### [Records to use]
========

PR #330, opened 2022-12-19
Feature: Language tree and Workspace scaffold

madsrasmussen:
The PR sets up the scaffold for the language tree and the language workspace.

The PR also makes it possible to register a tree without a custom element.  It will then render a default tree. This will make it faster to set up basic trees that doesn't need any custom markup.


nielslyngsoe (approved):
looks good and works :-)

========

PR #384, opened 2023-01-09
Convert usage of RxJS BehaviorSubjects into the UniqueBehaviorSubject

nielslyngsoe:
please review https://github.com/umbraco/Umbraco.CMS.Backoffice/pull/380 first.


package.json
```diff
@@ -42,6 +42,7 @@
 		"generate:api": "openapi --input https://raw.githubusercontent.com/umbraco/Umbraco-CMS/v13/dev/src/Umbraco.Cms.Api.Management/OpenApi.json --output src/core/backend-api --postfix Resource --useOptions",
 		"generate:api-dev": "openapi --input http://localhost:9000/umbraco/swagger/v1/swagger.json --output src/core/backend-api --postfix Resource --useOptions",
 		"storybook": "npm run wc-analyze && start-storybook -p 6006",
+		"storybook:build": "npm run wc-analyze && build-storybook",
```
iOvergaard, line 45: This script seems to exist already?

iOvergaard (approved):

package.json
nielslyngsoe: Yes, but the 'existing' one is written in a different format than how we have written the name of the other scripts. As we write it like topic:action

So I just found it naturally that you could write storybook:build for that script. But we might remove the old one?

========

### [Your instructions]
Report the number of lines in the material above that include the string "useOptions". Nothing else belongs in the answer.

### [Written answer]
2